Another dismissive gesture. “Next time, don’t make promises you shouldn’t.” Her face softened. “It’s good to see you again, Mac. Even if you have tamed your hair.”
“Easier to keep bugs out,” Mac said, giving the curls a deprecating yank.
’Sephe chuckled. “I’ll take your word for it. Good night, Mac.” The Ministry agent walked to the door.
She knew better
. Mac couldn’t stop herself. “Wait. Please.”
’Sephe paused, eyes never blinking. She had a way of becoming still that went deeper than not moving, as if she disengaged everything but her attention.
Her students,
Mac decided,
were going to find that ability disconcerting
.
“Have you—is there—”
She sounded like a blithering idiot.
Mac took a steadying breath. “It’s been over four months. I’m not asking you to breach protocols or orders,” she hastened before the other could say a word. “I—it hasn’t been easy, not knowing what’s happened, who might be . . .” her voice failed and Mac coughed to cover it. “If there’s anything you can tell me, anything at all, I’d be grateful.”

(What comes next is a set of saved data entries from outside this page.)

PR #76701, opened 2024-08-28
feat(issues): Add ability to query issues by hash 

### LINKED ISSUE #72753: Create API to query issues by project and `GroupHash.hash` value
### Problem Statement

Enable querying issues by fingerprint.

We currently have a public API endpoint which returns a [list of fingerprints for an issue id](https://docs.sentry.io/api/events/list-an-issues-hashes/) but we don't have any way of retrieving the inverse (issue id for a fingerprint).

### Solution Brainstorm

Add a new (experimental, for now) API endpoint which returns issue details for a fingerprint (grouphash).

### Product Area

Issues

Notes: 

- This will need to be a project endpoint, since hash values aren't unique across projects/orgs, but are unique within a project.

- The initial usecase for this is to be able to copy issue data across regions (as an org is migrating to the EU datastore, for example). Because they live in separate databases, the old and new copies of a given issue won't necessarily have the same group id, but they will have the same hash. This endpoint is therefore a way to find the new group id. Given that:
    - Since we'll need to do this for all of a project's issues, it'd be nice to be able to send a bunch of hash values at once and get back groups for all of them.
    - We might consider whether we want to have a mode where all it returns is a dictionary of hash value to group id, rather than hash value to full group.
    - Another option would be to just add the ability to pass a hash (or, better, a set of hashes) to the [project-issues endpoint](https://docs.sentry.io/api/events/list-a-projects-issues/).

- There are more places than you'd immediately think of where our endpoints are listed (and where any new endpoint would need to be added). See https://github.com/getsentry/sentry/pull/72552 for an example.

roggenkemper:
this pr adds the ability to query by hash in the `project_group_index` endpoint. If a user passes in any number of hashes, the endpoint will only look for those hashes and return matching groups it finds for those hashes. 

closes https://github.com/getsentry/sentry/issues/72753


src/sentry/api/endpoints/project_group_index.py
```diff
@@ -99,6 +101,20 @@ def get(self, request: Request, project) -> Response:
             stats_period=stats_period,
         )
 
+        hashes = request.GET.getlist("hash", [])
+        if hashes:
```
mrduncan, line 105: Do we want to limit how many hashes we support here?

src/sentry/api/endpoints/project_group_index.py
```diff
@@ -77,6 +78,7 @@ def get(self, request: Request, project) -> Response:
                                    ``"is:unresolved"`` is assumed.)
         :qparam string environment: this restricts the issues to ones containing
                                     events from this environment
+        :qparam list hash: hashes of groups to return, overrides every other query parameter, only returning list of groups found from hashes
```
mrduncan, line 81: In this case, should we return an error if a user tries to use this in combination with any other params just to make sure they don't accidentally hit this without realizing it?

src/sentry/api/endpoints/project_group_index.py
roggenkemper: yeah, we can add a limit in. will be easy to change in the future if we ever want to increase/decrease the limit

api-docs/paths/events/project-issues.json
```diff
@@ -46,6 +46,14 @@
           "type": "string"
         }
       },
+      {
+        "name": "hash",
+        "in": "query",
+        "description": "A list of hashes of groups to return. Is not compatible with 'query' parameter as it will only return the request groups with corresponding hashes. The maximum number of hashes that can be sent is 100. If more are sent, only the first 100 will be used.",
```
lobsterkatie, line 52:
```suggestion
        "description": "A list of hashes of groups to return. Is not compatible with 'query' parameter. The maximum number of hashes that can be sent is 100. If more are sent, only the first 100 will be used.",
```

Given that it just errors out if you pass both, I think it's enough to say they're incompatible. My worry would be that saying "it only returns the groups that match the hashes" might lead people to think that we mean "of the groups the query would give you back, it only returns the groups that match the hashes," which is obv not true.

Might also be worth mentioning that a given group can have multiple hashes, so the number of groups returned may be smaller than the number of hashes sent (if two or more of the requested hashes point to the same group).

src/sentry/api/endpoints/project_group_index.py
```diff
@@ -99,7 +102,27 @@ def get(self, request: Request, project) -> Response:
...
+        if hashes:
+            if query:
+                return Response({"detail": ERR_HASHES_AND_OTHER_QUERY}, status=400)
+
+            # limit to 100 hashes
+            hashes = hashes[:100]
+            groups_from_hashes = GroupHash.objects.filter(hash__in=hashes).values_list(
+                "group_id", flat=True
+            )
+            groups = list(Group.objects.filter(id__in=groups_from_hashes, project_id=project.id))
```
lobsterkatie, line 117: Is there a reason to not filter on project in the original query? I'm not amazing with the Django ORM, but I think that might let you do it all in one query.

tests/snuba/api/endpoints/test_project_group_index.py
```diff
@@ -352,6 +352,36 @@ def test_filter_not_unresolved(self):
         assert response.status_code == 200
         assert [int(r["id"]) for r in response.data] == [event.group.id]
 
+    def test_group_by_hash(self):
```
lobsterkatie, line 355: Nit:

```suggestion
    def test_single_group_by_hash(self):
```

I'd do `test_multiple_groups_by_hashes` below, too - just so it doesn't sound like "group" is a verb and like you're testing it doing grouping.

tests/snuba/api/endpoints/test_project_group_index.py
```diff
@@ -352,6 +352,36 @@ def test_filter_not_unresolved(self):
...
+        event = self.store_event(
+            data={"timestamp": iso_format(before_now(seconds=500)), "fingerprint": ["group-1"]},
+            project_id=self.project.id,
+        )
+
+        self.login_as(user=self.user)
+
+        response = self.client.get(f"{self.path}?hash={event.get_primary_hash()}")
+        assert response.status_code == 200
+        assert len(response.data) == 1
```
lobsterkatie, line 365: Maybe we should test that it sends back the correct group here also. Don't have to assert on the whole serialized response, but you could just grab the id and test against that. WDYT?

lobsterkatie (approved):
A few small comments, but overall LGTM!

src/sentry/api/endpoints/project_group_index.py
roggenkemper: `project` can be null on GroupHash, but not on Group I could only add the project filter on the groups after we got them

tests/snuba/api/endpoints/test_project_group_index.py
roggenkemper: yeah, that makes sense!

src/sentry/api/endpoints/project_group_index.py
lobsterkatie: But if the project on the grouphash is null, we don't want that record anyway. 

(It will never be the case that a grouphash has a group id but not a project id. I don't even know why `project` is nullable, since the only two places we create grouphashes ([here](https://github.com/getsentry/sentry/blob/15fcf7e673f7d7f98a6fbc3c5d430b8b1676e4a6/src/sentry/event_manager.py#L1418) and [here](https://github.com/getsentry/sentry/blob/15fcf7e673f7d7f98a6fbc3c5d430b8b1676e4a6/src/sentry/event_manager.py#L1786)) we create them with a project.)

Maybe ’Sephe had listened to her nightmares. For the briefest of instants, Mac saw sympathy in the other’s eyes and felt a rush of hope. Then ’Sephe shook her head. “Mac, I can’t. News is locked up tight, these days. Even if I had any myself, it would be classified by the Interspecies Union. It’s not just the Ministry, or Earth, in this. You, of all people, know that. We aren’t alone—or even the ones most at risk right now. We can’t think in terms of one species, let alone one person.”
Aliens.
Had there really been a time, Mac wondered, when they didn’t matter to her? When she’d truly believed that what took place outside this one world’s thin coat of atmosphere was insignificant, without meaning to her life? She wouldn’t go back to that ignorance, would never again accept so small and inaccurate a view of reality. No matter the cost.
As well think salmon didn’t need trees
.
“I understand.” She lifted and dropped one shoulder.
“I’m sorry I—”
“Don’t apologize,” ’Sephe told her, shaking her head in emphasis. “You didn’t ask to be involved. Hell, none of us did.”
Mac surprised herself by smiling at this.
’Sephe took a step closer and lowered her voice. “I can tell you one thing, for what good it does. He checks on you, Mac. As often as he can. There’s a breach of protocol for you.” A flicker of a grin. “Drives the deputy minister bats.”
He?
Nikolai Trojanowski.
If it were true
. . . Mac locked her reaction away so quickly even she wasn’t sure how she felt. It didn’t matter. ’Sephe was trying to distract her, deflect her curiosity in a safer direction.
You need lessons from Emily
.
Mac had learned the hard way to ignore outrageous claims about men. She’d have never lasted one Saturday night out with Em otherwise. “I appreciate everyone’s efforts, whether security or on staff,” she said blandly, refusing to ask anything else.
It revealed too much, at no gain.
“Speaking of staff, ’Sephe, I hope you enjoy being busy. At Norcoast, we keep our people on the run.”
Chuckling at the in-joke, poor as it was, ’Sephe’s eyes brightened. “I’m looking forward to it. In case you had doubts, I am an excellent statistician.”
She hadn’t, actually.
No matter what references or threats backed an applicant’s claim, to get past Kammie in an interview, ’Sephe would have to be exceptional and prove it. “A skill useful at the Ministry, no doubt.”
“Extra-Sol Human Affairs. That wretched hive of bookkeepers and actuaries.” Mac must have looked skeptical, for ’Sephe gave a short laugh. “I’m not joking. When the alert came from the IU, the Ministry had to scour the ranks to find anyone with the right clearances who qualified for fieldwork.”